Medical Disclaimer: as with everything on this site, this article is provided for information only. I strongly urge you to speak with your doctor or a licensed medical professional in order to assess whether or not you have histamine issues, and/or which foods cause a histamine release for you personally. Every body is different, and some people will tolerate different foods than you do. Please keep comments respectful.
Savory Sweet Potato Mash w/ Toasted Pecans
This is for those who prefer a softer breakfast that's fine to eat cold or hot, and can be made sweeter or more savory, depending on your preference. I like the textural addition of chopped pecans or pili nuts with my sweet potatoes, but only if they're truly pureed. I've linked a low histamine recipe option below, but if you can't handle ghee, in this case it's fine to replace it with avocado oil or coconut oil.
Sweet Potato Hash
I don't yet have a formal recipe available for this, but that's sort of the beauty of it. This is one of my safe meals, as it's basically a veggie stir-fry that uses up whatever you need to get rid of. The base is one small sweet potato, and you customize the spices for whatever the other veggies you throw in end up being.
I can somehow tolerate frozen uncured bacon, so I usually start with two pieces of that, and then cook everything else in the grease. Avocado oil or refined coconut oil is the best substitute for animal fat.
Once your oil is hot, add diced sweet potato & sliced brussels sprouts, and then cook it further with a sprinkle of ground cumin, coriander seed, garlic, and a handful of chopped green onion on top. Serve it with a fried egg on the side (though any protein works), and voila! A low histamine breakfast plate in under 20 minutes.
Chia Pudding w/ Fresh Fruit
I make chia pudding a few times a month, now in smaller batches since I learned what flavors I like. It takes about 2 minutes to make, and it'll set overnight in the fridge for the perfect companion to a breakfast apple or a handful or nuts.
If you've never had it, chia pudding is a lot like tapioca pudding or rice pudding, except that it has much smaller textural additions, with the crunch of chia seeds. Chia pudding takes on the flavor of whatever liquid is added to it and whatever it's flavored with. I'm partial to coconut milk and finely chopped fresh fruit, but I've heard equally good things about almond milk.
Latkes w/Pesto Chicken
This is a two-parter, but both parts can be made in advance and frozen, to be reheated one serving at a time for a low histamine brekkie! First are the latkes, which are a Jewish potato pancake that taste great by themselves.
But they taste even better with a dollop of pesto-smothered chicken or ground bison cooked in herb butter. You can make latkes using the recipe linked below, but make them using gluten free flour and sunflower oil (for frying).
Omelette w/ Fresh Herbs
This is probably the most pedestrian recommendation I could make, but I'd be remiss if I failed to point out that eggs are low histamine. As long as you don't have any unrelated issues with eggs, an omelet made with fresh herbs and a dash of homemade oat milk can become a potent antihistamine.
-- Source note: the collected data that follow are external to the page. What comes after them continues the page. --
PR #199, opened 2021-03-22
Add aspen terraform batch configuration

ttung:
### Description
This batch configuration will be used to run workflows like download from gisaid.

Depends on #198 

### Test plan
Ran a couple small jobs through the pipeline.

### DIFF
--- a/terraform/aspen_batch.tf
+++ b/terraform/aspen_batch.tf
@@ -1,0 +1,117 @@
+variable "aspen-batch-params" {
+  type  = map
+  default = {
+    timeout = 14400
+  }
+}
+
+resource "aws_batch_job_definition" "aspen-batch-job-definition" {
+  name = "aspen-batch-job-definition"
+  type = "container"
+  parameters = var.aspen-batch-params
+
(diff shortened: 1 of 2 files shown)


phoenixAja (approved):

phoenixAja:
this is all really similar to the nextstrain batch stuff besides using a different docker image for the job definition.. when integrating with the shared infra stuff i think we can remove a lot of this duplication by using the batch module

ttung:
> this is all really similar to the nextstrain batch stuff besides using a different docker image for the job definition.. when integrating with the shared infra stuff i think we can remove a lot of this duplication by using the batch module

different disk space requirement as well.  i think it would probably make sense to use R5 instances here as well, since we probably need a lot of memory and not a lot of CPU.

ttung:
but yeah, it would probably be good to figure out how to dedup the code.

phoenixAja:
> but yeah, it would probably be good to figure out how to dedup the code.

once we convert it to use the shared infra recipes i think we can dedup a lot of this (by using the batch modules that they created)

PR #202, opened 2021-03-22
Combine batch service role / ecs instance roles for the pipelines

ttung:
### Description
No need to have two copies.

### Test plan
`make deploy-tf`

### DIFF
--- a/terraform/aspen_batch.tf
+++ b/terraform/aspen_batch.tf
@@ -69,7 +69,7 @@ resource "aws_batch_compute_environment" "aspen-batch-compute-environment" {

Hens that have been allowed to graze and to lay eggs without being pumped full of hormones are going to produce better quality product, and those are the eggs you should start with. From there, add in fresh basil, rosemary thyme, arugula, and even some pea sprouts or nigella sativa seeds, if you keep either of them on hand.
Each of these have mast cell-stabilizing or antihistamine properties. Serve up your omelette with a side of asparagus or half a sweet potato, and you've got one very fulling, low histamine breakfast.
Rice Cereal w/Non-Dairy Milk & Berries
While Rice Crispies might not immediately scream health to you, puffed brown rice is low histamine and delicious with hazelnut or oat or coconut milk.
I'd recommend looking for an organic brand of puffed rice cereal, making sure it's not enriched with anything. My favorite combo is coconut milk with chopped toasted almonds and fresh organic blueberries, but to each their own.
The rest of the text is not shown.